Apsidoceratidae Temporal range: Mid to Late Ordovician

Scientific classification
- Kingdom: Animalia
- Phylum: Mollusca
- Class: Cephalopoda
- Subclass: Nautiloidea
- Order: †Tarphycerida
- Suborder: †Barrandeocerina
- Family: †Apsidoceratidae Hyatt, 1884

= Apsidoceratidae =

Extinct family of molluscs

The Apsidoceratidae is a family of Middle and Upper Ordovician Barrandeocerina, (a suborder of tarphycerids), characterized by curved or coiled, smooth, transversely marked, or laterally costate shells, with a conspicuous hyponomic sinus. Early whorl sections tend to be subtriangular; become broader and dorsally impressed in closely coiled forms.
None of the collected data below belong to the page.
Issue #1298, opened 2026-08-10
Fix apply_manifest refusing valid download when stale model copy exists


artokun:
### What happened / root cause
apply_manifest resolved the correct live models root for most Anima assets, but when findExistingModel found a same-named SAM file in a stale COMFYUI_PATH install outside the connected server's live model roots, it reported failure and skipped the required download. A stale unrelated copy should not block downloading the model into the resolved live target.

### Steps to reproduce
1. Connect comfyui-mcp to a ComfyUI whose live models root differs from COMFYUI_PATH.
2. Put models/sams/sam_vit_b_01ec64.pth only under the stale COMFYUI_PATH tree.
3. Apply the bundled anima-img2img manifest.
4. The SAM item fails instead of downloading into the live models root.

### Exact error (scrubbed)
A file exists at ~/ComfyUI-Installs/ComfyUI/ComfyUI/models/sams/sam_vit_b_01ec64.pth, but it is NOT in any directory the connected ComfyUI reads models from — it belongs to an install the running server does not use.

### Fix
Applied locally: yes (dist-only global install). Upstream-only: no.
When visible === false, enqueue startDownloadJob for target.targetSubfolder/target.filename and continue, instead of reporting failure and skipping the manifest item.

Patch:
```diff
 if (visible === false) {
-  results.push(report(... failed stale install ...));
+  const { job, settled } = await startDownloadJob(model.url, target.targetSubfolder, target.filename);
+  enqueued.push({ item, job, settled });
   continue;
 }
```

### Environment
macOS darwin; ComfyUI 0.31.0; GPU MPS 32 GB; torch 2.10.0; Python 3.12; comfyui-mcp 0.50.84; panel 0.11.56.

PR #1299, opened 2026-08-10
fix(manifest): a stale out-of-scope copy must not block a live download (#1298)

artokun:
Draft — claiming #1298. Reported on **0.50.84** (current), `grep -rn "#1298" src/` finds no prior work, no competing branch.

## The report

`apply_manifest` resolved the correct live models root for most assets, but `findExistingModel` matched a same-named SAM file in a **stale `COMFYUI_PATH` install outside the connected server's live model roots** — and reported that as already-present, skipping the required download.

## Why it is the same shape as most of this backlog

The presence check answered a *different question* than the one the caller asked. "Is there a file with this name somewhere I know about" is not "is this model available to the server that will run the workflow." Answering the first as though it were the second produces a confident skip, and the failure surfaces later as a missing model at render time — far from the decision that caused it.

That is #796's family with the arrow pointing at a **skip** rather than a refusal: a determined-yes from evidence that could not support it.

## Plan

1. **Read the consumer before the producer.** Find where `apply_manifest` calls `findExistingModel` and what it does with a hit — whether the scope error is in the search roots or in how the result is interpreted. Today's repeated lesson is that the defect is usually one layer below where it appears.
2. Establish what "live model roots" means here and whether the resolved target is already available at the call site — if it is, the fix is scoping the search to it rather than inventing new resolution.
3. **The negative is the deliverable.** A copy that IS in the live roots must still short-circuit the download. A fix that narrows the search so far that nothing matches would turn a wrong skip into a wrong re-download of every asset — worse, because it is slow and silent rather than fast and wrong.

Explicit non-goal: changing `findExistingModel`'s behaviour for other callers until I have read them. It is a shared helper, and other call sites may legitimately want the broader search.

Refs #796.

### DIFF
--- a/src/__tests__/services/manifest.test.ts
+++ b/src/__tests__/services/manifest.test.ts
@@ -974,6 +974,46 @@ describe("applyManifest", () => {
     }
   });
 
+  // Round 2: three of the six note-renderings were unpinned — including
+  // wrongPlace, which my own commit called the worst case ("two same-named
+  // copies on disk and neither message mentions the other"). Deleting any of
+  // those three appends left a green suite, so each could regress silently to
+  // exactly the state round 1 shipped.
+  describe.each([
+    {
+      name: "a FAILED download",
+      file: "failcase.safetensors",
+      arm: () => downloadModelMock.mockRejectedValueOnce(new Error("boom")),
+    },
+    {
+      name: "a landed-but-NOT-VISIBLE placement (wrongPlace)",
+      file: "wrongplace.safetensors",
+      arm: () => verifyLandedModelMock.mockResolvedValueOnce({ liveVisible: "not-visible", note: "" }),
+    },
+    {
+      name: "an UNCONFIRMED placement",
+      file: "unconfirmed.safetensors",
+      arm: () => verifyLandedModelMock.mockResolvedValueOnce({ liveVisible: "unknown", note: "" }),
+    },
+  ])("names the stale copy on $name (#1298)", ({ file, arm }) => {
+    it("carries the note", async () => {
+      resolveExistingModelFileMock.mockResolvedValueOnce({
+        path: `C:/stale/models/checkpoints/${file}`,
+        root: "C:/stale/models",
+        info: { isFile: () => true },
+      });
+      isUnderLiveModelRootsMock.mockResolvedValueOnce({ inRoots: false });
+      arm();
+
+      const result = await applyManifest({
+        manifest: {
+          models: [{ url: `https://example.com/${file}`, model_type: "checkpoints", filename: file }],
+        },
+      });
+      expect(result.results[0].message ?? "").toMatch(/same-named file also exists/);
+    });
+  });
+
   it("does not block on MANY slow downloads — enqueues all, one bounded grace (#362)", async () => {
     const prevGrace = process.env.COMFYUI_MCP_DOWNLOAD_GRACE_MS;
     process.env.COMFYUI_MCP_DOWNLOAD_GRACE_MS = "50";
--- a/src/__tests__/services/manifest.test.ts
+++ b/src/__tests__/services/manifest.test.ts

Sutures are with lateral lobes in primitive forms but are without lateral lobes, but with ventral lobes in more advanced species with broader sections. Siphuncles are between the center and ventral margin, but not close to either.

Genera remaining in the Apsidoceratidae include:

Apsidoceras
Charactoceras
Charactocerina
Deckeroceras
Fremontoceras
Wilsonoceras

Chidleyenoceras, previously assigned, tentatively, to the Apsidoceratidae has been reassigned (Flower, 1984) to the Plectoceratidae.